Mount Vernon News
 
 
  • Long termination hearings not unusual

  • January 23, 2010

MOUNT VERNON — The contract termination hearing for Mount Vernon Middle School teacher John Freshwater has been going on intermittently for more than a year. That, apparently, is not an unusual situation.

Van Keating, director of management services for the Ohio School Boards Association, said contested termination hearings often last more than one year.

He said termination hearings generally fall into one of two groupings — contested and uncontested. It is the uncontested ones that end quickly.

“Quite often,” Keating said, “uncontested terminations result in the teacher resigning before the board actually takes formal action to terminate, thereby saving the teacher the embarrassment of being fired and having that on the record. It also saves the district time and money.

“Contested terminations are the direct opposite,” he continued. “They are costly, time consuming and generate considerable publicity to the detriment of all parties. Contested terminations are legal proceedings and can easily take a year or more to conclude. Witnesses called to testify can vary in numbers, depending on the facts of each situation, but usually quite a few are called on the teacher’s behalf to show what a good person he or she really is and why termination is inappropriate.”

The main goal of witnesses at a hearing, Keating said, is to convince the judge/jury that the school board either violated the technical termination procedure and/or that the board abused its descretion in terminating a teacher.

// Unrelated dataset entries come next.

PR #5351, opened 2021-03-10
Adds golang snappy project

catenacyber:
@nigeltao would you be interested in continuous fuzzing for snappy ?
This PR enables it on oss-fuzz.

The simple `Decode` fuzz target quickly runs out of memory
I think that there needs to wait a bit before allocating a big slice in https://github.com/golang/snappy/blob/196ae77b8a26000fa30caa8b2b541e09674dbc43/decode.go#L65
I have encountered the same problem with lzma in Suricata, ending up in customizing the lzma library so as not to get denial of service by memory exhaustion

cc @dgrinsky, as I see that you fuzzed snappy already

### DIFF
--- a/projects/go-snappy/Dockerfile
+++ b/projects/go-snappy/Dockerfile
@@ -1,0 +1,22 @@
+# Copyright 2021 Google LLC
+#
+# Licensed under the Apache License, Version 2.0 (the "License");
+# you may not use this file except in compliance with the License.
+# You may obtain a copy of the License at
+#
+#      http://www.apache.org/licenses/LICENSE-2.0
+#
+# Unless required by applicable law or agreed to in writing, software
+# distributed under the License is distributed on an "AS IS" BASIS,
+# WITHOUT WARRANTIES OR CONDITIONS OF ANY KIND, either express or implied.
+# See the License for the specific language governing permissions and
+# limitations under the License.
+#
+################################################################################
+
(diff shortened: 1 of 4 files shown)


nigeltao:
> would you be interested in continuous fuzzing for snappy ?

I'm happy to have `golang/snappy` fuzzed, especially as it has some assembly code, but I don't have much spare time to contribute.

BTW you probably already know about it, but just in case, see also https://github.com/golang/go/issues/44551 re fuzzing Go.

nigeltao:
You also probably meant to CC @dgryski

catenacyber:
Thanks for the right cc

jonathanmetzman (approved):
LGTM

nigeltao:
>> would you be interested in continuous fuzzing for snappy ?
>
> I'm happy to have golang/snappy fuzzed, especially as it has some assembly code, but I don't have much spare time to contribute.

@catenacyber in case it wasn't clear, my assumption was that you would be responsible for addressing any fuzzer-found bugs that arose. As I said, I don't have much spare time.

Speak up if that wasn't your expectation.

catenacyber:
> @catenacyber in case it wasn't clear, my assumption was that you would be responsible for addressing any fuzzer-found bugs that arose. As I said, I don't have much spare time.

Indeed, it was not clear, that was not my expectation. I will do my best to help.
I saw that you already pushed a workaround for the out of memory.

“I’ve always found the second approach [that the board abused its descretion] more interesting,” said Keating, “because the teacher is, in essence, trying to get someone else to substitute their judgement for the board’s, so it tends to end up being more of an emotional plea than a legal argument.”

Although the Ohio Department of Education provides school districts and the teacher requesting the hearing with a list of names of potential hearing referees, it does not “track” the proceedings and is not always notified of the hearing outcome, according to ODE press secretary Scott Blake. Blake also said ODE does not automatically revoke a teacher’s certification or license based on the termination of a teaching contract. The only automatic revocations, he said, are for criminal convictions.